# Problems with Wellness large breed puppy food



## honda_tuner (Apr 12, 2009)

Well My pup is almost 5 months and Ive noticed a couple of things that were strange. He's up to 6 cups of food a day and doesnt seem to be putting on the right weight. At first I thought it was the puppy food that is keeping him thin, but almost everyone says he looks to skinny (they think I never feed him). When I tell them the amount and kind of food I'm feeding him they say its probably cause his body isnt agreeing with the food. He gets gas after eating the food and poops alot. His stools are about 45% loose. 

So my question is could it be possible that even though it is a premium kibble that his body just doesnt like the ingredients. Does it mean him having stools so often that hes not absorbing the nutrients in his food. I want to switch his food to eagle pack holistic large breed puppy food. Has anyone had any experience with this food? Has anyone else fed premium food, but still have less than par results? Should I mix a little raw with his new food when the transition is over?


----------



## sleachy (Aug 10, 2001)

> Quote:...So my question is could it be possible that even though it is a premium kibble that his body just doesnt like the ingredients...


Yup...try another food. If you want to try the Eagle Pack, go for it. Let your dog's condition guide you. 

Sorry, I have no experience with Eagle Pack but I can tell you that I am not a fan of mixing raw with kibble at the same meal.


----------



## gr8flcat (May 13, 2006)

While you are deciding, a little pumpkin in his food, abt a tablespoon will help some. It could be the food. I have used this type with a gsd pup and it did great. I tried using it on my 8 month old Berner when we rescued her and she didnt pick up a pound.
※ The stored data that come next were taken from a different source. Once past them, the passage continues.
PR #1374, opened 2026-03-13
Coalesce function unsubscribes only after receiving 3 samples

### LINKED ISSUE #1332: Coalesce nodes should wait for 3 subsequent values before unsubscribing from previous node
### What happened?

On slow component streams, the resampler takes time to stabilize on a value.  During this time, there will be intermittent values in original streams.  This causes the coalesce nodes to cycle between subscribing and unsubscribing from next components.

Coalesce nodes should unsubscribe from secondary sources only when the primary has stabilized with at least 3 subsequent good values.

### Affected version(s)

_No response_

### Affected part(s)

### Extra information

_No response_

simonvoelcker:
Addresses https://github.com/frequenz-floss/frequenz-sdk-python/issues/1332.

# Background

The Coalesce function subscribes and unsubscribes from components based on data availability. If it receives None-values, it will subscribe to the next component, if any, from its parameter list. Once the other components start sending data again, we may unsubscribe from "later" components. We currently unsubscribe from all components "after" a given one once that given one sends us one non-None sample. This is undesired because we may receive intermittent None values for various reasons and would then unsubscribe and resubscribe excessively.

# Change

The solution is to count non-None samples from earlier streams and unsubscribe only once a threshold (3) is reached.

# Discussion

If there are only two components (main, backup), it is quite straightforward. With more components, although probably rarely seen in practice, one could come up with a more sophisticated solution that tracks each components samples and marks them as stable when 3 samples are reached. Happy to discuss, but I think it's overkill.


tests/timeseries/_formulas/test_formula_validation.py
```diff
@@ -0,0 +1,186 @@
+# License: MIT
+# Copyright © 2025 Frequenz Energy-as-a-Service GmbH
```
simonvoelcker: 2026

src/frequenz/sdk/timeseries/formulas/_functions.py
```diff
@@ -156,6 +164,17 @@ async def subscribe(self) -> None:
...
 
+    async def _count_sample(self) -> None:
+        """Count samples from parameters other than the last.
+
+        If a reasonable number of samples is reached, unsubscribe
+        from the last parameter, whose samples were not counted.
+        """
+        self.num_samples += 1
+
+        if self.num_samples >= 3:
```
llucax: I would make this number a constant, like `MINIMUM_STABLE_SAMPLES` (there is probably a better name).

src/frequenz/sdk/timeseries/formulas/_functions.py
```diff
@@ -156,6 +164,17 @@ async def subscribe(self) -> None:
         if self.num_subscribed == 0:
             await self._subscribe_next_param()
 
+    async def _count_sample(self) -> None:
```
llucax: I find it surprising that a "count" function can actually trigger unsubscribing from somewhere. Since this is used only once, I think I would just move it to where it is called, or change the name of the function, but I guess it is hard to find a name that is not `_count_sample_and_unsubscribe_if_we_have_more_than_three()` 😆

This looks reasonable to me:
```py
                case Sample(timestamp, value):
                    if value is not None:
                        # Found a non-None value, unsubscribe from subsequent params
                        # Found a non-None value
                        if ctr < self.num_subscribed:
                            await self._unsubscribe_all_params_after(ctr)
                            self.num_samples += 1
                            if self.num_samples >= MINIMUM_STABLE_SAMPLES:
                                await self._unsubscribe_last_param()
                        return arg
                    ts = timestamp
```

tests/timeseries/_formulas/test_formula_validation.py
```diff
@@ -0,0 +1,186 @@
...
+
+import pytest
+from frequenz.quantities import Quantity
+
+from frequenz.sdk.timeseries.formulas._exceptions import FormulaSyntaxError
+from frequenz.sdk.timeseries.formulas._parser import parse
+
+
+class TestFormulaValidation:
+    """Tests for Formula validation."""
```
llucax: This is a case where I would drop the class, as it is the only class in the file, it will only make the test name much longer and redundant: `tests/timeseries/_formulas/test_formula_validation.py::TestFormulaValidation::test_parser_validation`.

tests/timeseries/_formulas/test_general.py
```diff
@@ -907,3 +734,129 @@ async def test_compound(self) -> None:
                 ([15.0, 17.0, None, 5.0], None),
             ],
         )
+
+
+class TestCoalesceFunction:
```
llucax, line 739: Since you split out some tests into their own file, I wonder what's the relationship between formulas and functions. Wouldn't it make also sense to separate test for coalesce function to its own file, or make these tests part of the existing `TestFormulas`? Sorry if the question is silly, I'm not familiar with this code (so I didn't follow all the test logic) to assess it.

tests/timeseries/_formulas/test_general.py
```diff
@@ -907,3 +734,129 @@ async def test_compound(self) -> None:
...
+    """Test coalesce function subscribe/unsubscribe behavior."""
+
+    class CoalesceSample(NamedTuple):
+        """Helper class to represent expected behavior of coalesce function."""
+
+        values: list[float | None]
+        expected_subscriptions: list[bool]
+
+    async def run_test(  # pylint: disable=too-many-locals
```
llucax, line 748: I guess you tried to keep the current file style, so I'm OK if you prefer to keep it as it is, but I'd recommend using `@pytest.mark.parametrize()` for new tests.

<details>
<summary>Example conversion done by AI (with some extra test case wrapping)</summary>

```py
class CoalesceSample(NamedTuple):
    """Helper class to represent expected behavior of coalesce function."""

    values: list[float | None]
    expected_subscriptions: list[bool]


class CoalesceFunctionTestCase(NamedTuple):
    """A full coalesce function test case."""

    name: str
    formula_str: str
    samples: list[CoalesceSample]


class TestCoalesceFunction:
    """Test coalesce function subscribe/unsubscribe behavior."""

    @pytest.mark.parametrize(
        "test_case",
        [
            CoalesceFunctionTestCase(
                name="subscribe_when_none_encountered",
                formula_str="COALESCE(#0, #1, #2, 0.0)",
                samples=[
                    CoalesceSample(
                        values=[10.0, None, None],
                        expected_subscriptions=[True, False, False],
                    ),
                    # No need to subscribe unless stream #1 gives None
                    CoalesceSample(
                        values=[10.0, 12.0, 15.0],
                        expected_subscriptions=[True, False, False],
                    ),
                    # If None is encountered, one subscription is added per sample
                    CoalesceSample(
                        values=[None, None, 15.0],
                        expected_subscriptions=[True, True, False],
                    ),
                    CoalesceSample(
                        values=[None, None, 15.0],
                        expected_subscriptions=[True, True, True],
                    ),
                ],
            ),
            CoalesceFunctionTestCase(
                name="unsubscribe_only_after_3_samples",
                formula_str="COALESCE(#0, #1, #2, 0.0)",
                samples=[
                    # First subscription is added before the first sample.
                    # Every sample can add one subscription.
                    CoalesceSample(
                        values=[None, None, 15.0],
                        expected_subscriptions=[True, True, False],
                    ),
                    CoalesceSample(
                        values=[None, None, 15.0],
                        expected_subscriptions=[True, True, True],
                    ),
                    # After 3 samples, the last subscription is dropped.
                    CoalesceSample(
                        values=[None, 12.0, 15.0],
                        expected_subscriptions=[True, True, True],
                    ),
                    CoalesceSample(
                        values=[10.0, None, 15.0],
                        expected_subscriptions=[True, True, True],
                    ),
                    CoalesceSample(
                        values=[None, 12.0, 15.0],
                        expected_subscriptions=[True, True, False],
                    ),
                ],
            ),
        ],
        ids=lambda tc: tc.name,
    )
    async def test_coalesce_subscriptions(
        self,
        test_case: CoalesceFunctionTestCase,
    ) -> None:
        """Test coalesce subscribe/unsubscribe behavior."""
        # Component IDs are 0, 1, 2 for convenience.
        channels: list[Broadcast[Sample[Quantity]]] = [
            Broadcast(name=str(num)) for num in range(3)
        ]
        senders = [channel.new_sender() for channel in channels]
        receivers: list[Receiver[Sample[Quantity]] | None] = [None, None, None]

        def new_receiver(component_id: ComponentId) -> Receiver[Sample[Quantity]]:
            """Create a new receiver, overwriting any existing one.

            When Coalesce unsubscribes, it closes its receiver.
            """
            comp_id = int(component_id)
            receiver = channels[comp_id].new_receiver()
            receivers[comp_id] = receiver
            return receiver

        telem_fetcher = MagicMock(spec=ResampledStreamFetcher)
        telem_fetcher.fetch_stream = AsyncMock(side_effect=new_receiver)
        formula = parse(
            name="f2",
            formula=test_case.formula_str,
            create_method=Quantity,
            telemetry_fetcher=telem_fetcher,
        )

        result_chan = formula.new_receiver()
        await asyncio.sleep(0.1)
        now = datetime.now()

        async def send_sample(values: list[float | None]) -> None:
            nonlocal now
            now += timedelta(seconds=1)
            _ = await asyncio.gather(
                *[
                    senders[comp_id].send(
                        Sample(
                            now,
                            None if value is None else Quantity(value),
                        )
                    )
                    for comp_id, value in enumerate(values)
                ]
            )
            _ = await result_chan.receive()

        for index, sample in enumerate(test_case.samples):
            await send_sample(sample.values)
            active_subscriptions = [
                receiver is not None and not getattr(receiver, "_closed", True)
                for receiver in receivers
            ]
            assert active_subscriptions == sample.expected_subscriptions, (
                f"{test_case.name}, step {index}: values={sample.values}"
            )

        await formula.stop()
```

</details>

RELEASE_NOTES.md
```diff
@@ -15,5 +15,5 @@
 ## Bug Fixes
 
 - Improved formula validation: Consistent error messages for invalid formulas and conventional span semantics.
-
 - This fixes a rare power distributor bug where some battery inverters becoming unreachable because of network outages would lead to excess power values getting set.  This is fixed by measuring the power of the unreachable inverters through their fallback meters and excluding that power from what is distributed to the other inverters.
+- Better data stream subscription handling in Coalesce function: Only unsubscribe from stream after other streams have received 3 samples.
```
llucax: I would rephrase it to emphasize a bit more around it making fallback behave less erratically during unstable periods or something like that. Remember to keep it focused on the person that's using the SDK and want to know what effect will have in their program.

llucax (commented):
LGTM in general, all comments are minor enough to be optional for me, but I would still leave the final approval to @shsms as I'm not very familiar with formulas code.

src/frequenz/sdk/timeseries/formulas/_functions.py
simonvoelcker: I moved this bit out because a linter error informed me that there were too many branches (13, one more than allowed). Do you think it is better so silence it?

llucax: Yeah, or look for a deeper refactor. Maybe moving all code for each `case` to its own function. But I would only do that if you feel the method got too complex. We can disagree with the linter from time to time...

src/frequenz/sdk/timeseries/formulas/_functions.py
simonvoelcker: I did not extract because this is the kind of very specific thing for which there is no obvious name, and adding one for the sake of it often makes it more confusing. If you have a good name and think that it is helpful to use that, please share.

tests/timeseries/_formulas/test_general.py
simonvoelcker: I split out the validation tests because (a) the file went over the 1000 line limit and (b) the validation tests were the most obvious candidate to move to their own file. What is left is indeed a bit of a mix of tests for formula _evaluation_ (includes functions used in formulas) and tests for the _subscribe/unsubscribe behavior of the coalesce function specifically_. If would probably make sense to have `test_formula_evaluation.py` for the former, but then, what is the other one? `test_formulas.py` is the lowest common abstraction, IMO.

tests/timeseries/_formulas/test_general.py
simonvoelcker: I'm a big fan of parametrize, but I would not use it in this case, personally. It is possible only because the setup happens to be identical for subscribe and unsubscribe, but if that ever changes we're better off with two test cases. I also find it difficult to debug non-trivial parametrized tests (which this one would be).

RELEASE_NOTES.md
simonvoelcker: I've only learned today that it is possible to omit a release note entry for changes that are neither features nor bug fixes - Now I feel like this change qualifies as well. I'll remove it.

src/frequenz/sdk/timeseries/formulas/_functions.py
simonvoelcker: I resolved this by removing a piece of dead code in this function that I had spotted earlier but wanted to handle in a separate PR. It brings the number of statements down, so I could inline the sample counting as you suggested.

src/frequenz/sdk/timeseries/formulas/_functions.py
llucax: I think it is worth extracting even if the name is not great to give it more visibility, as magic numbers buried deep in the code might be easy to miss otherwise. I would ask AI for a name to see if they can do better than us...

tests/timeseries/_formulas/test_general.py
llucax: I think we can keep the name for general tests without a better grouping. For example

I also just noticed these tests are under a `_formulas` directory, so we can also either keep `test_formula.py` or use something like `test_general.py`, and I would remove the prefix from other files, like `_formulas/test_evaluation.py`, `_formulas/test_validation.py`, again, to keep the resulting test names as short as possible (and not redundant).

tests/timeseries/_formulas/test_general.py
llucax: But you are sharing the code now, si if it changes you'll need to rewrite the `run_test` too. It is just a change in form.

But as I said, I'm good with keeping it as it is for the other reasons too.

What makes me curious now is what did you find hard to debug when using parametrization, as I never felt parametrization interfered with debugging.

simonvoelcker: I briefly forgot that it is possible to run the individual test cases in a parametrized test - without that ability, breakpoints trigger for each case before the one of interest is even reached. So yes, it is not difficult per se, but it adds a layer of indirection.

shsms:
Sorry, I'll take a look in the morning.

tests/timeseries/_formulas/test_general.py
```diff
@@ -907,3 +909,129 @@ async def test_compound(self) -> None:
...
+                    expected_subscriptions=[True, True, True],
+                ),
+                self.CoalesceSample(
+                    values=[10.0, None, 15.0],
+                    expected_subscriptions=[True, True, True],
+                ),
+                self.CoalesceSample(
+                    values=[None, 12.0, 15.0],
+                    expected_subscriptions=[True, True, False],
+                ),
```
shsms: This might not be enough.  Could you please also track the earliest_non_nil_param, for which the num_samples is valid?  If earliest non-nil param changes, then you reset the num_samples.

Then we'll know that we have at least one stable stream, before we unsubscribe.   Then you don't have to remove `_unsubscribe_all_params_after` either.

shsms: Could you also add a test that cycles between sub and unsub a couple of times, with some stable period, at least some with more than 3 stable samples, before they change again?  I think this is complicated logic, and now that we depend on 3 samples for each state change, the tests need a lot more samples.

simonvoelcker: My thinking here was that we can unsubscribe from the last parameter when the other parameters are "stable together", i.e. we got 3 samples from them and therefore didn't need the last one. And I wanted to keep complexity down.

simonvoelcker: @shsms the new logic leads to potentially surprising behavior, described in [this test case](https://github.com/frequenz-floss/frequenz-sdk-python/pull/1374/changes#diff-51f90d1a37caaba8008a6ca3f10140a623067cdaefbcb50d52c7bf570f59f741R903-R904).

But it is implemented and looks nice otherwise. Also not too complex.

simonvoelcker: Added more test cases.

shsms: Damn, that doesn't look nice, because it could prevent us from switching to the second component for ever.  But I feel like there's an easy fix.  Let me do some quick tests.

shsms (approved):
🎉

We tried giving her more food, but after a while it seemed ridiculous. We switched her and she has done fine ever since. In general, I don't much care for "puppy" food for a variety of reasons.


----------



## Jacobysma (Jun 17, 2009)

I had the same trouble with several types of "premium" foods to the point that Pumpkin didn't help, or mashed potatoes which someone recommended.
We've noticed that once we switched Jacoby to completely California Naturals Puppy food he has stopped Farting (which was amazing at night and boy did my house stink!) and the loose "pudding" poop has gotten sooo much better. It is a bland food that is easy on the stomach.
Good luck though! Jacoby eats 4.5cups per day and weighs 70lbs at 6.5 mos. He still looks "skinny" too!


----------



## allieg (Nov 4, 2008)

> Originally Posted By: JacobysmaI had the same trouble with several types of "premium" foods to the point that Pumpkin didn't help, or mashed potatoes which someone recommended.
> We've noticed that once we switched Jacoby to completely California Naturals Puppy food he has stopped Farting (which was amazing at night and boy did my house stink!) and the loose "pudding" poop has gotten sooo much better. It is a bland food that is easy on the stomach.
> Good luck though! Jacoby eats 4.5cups per day and weighs 70lbs at 6.5 mos. He still looks "skinny" too!


If you email the company (Natura)and ask for coupons they might send you some.I emailed asking a few questions and a couple weeks later I got 2 good coupons.Include your mailing address if you write.


----------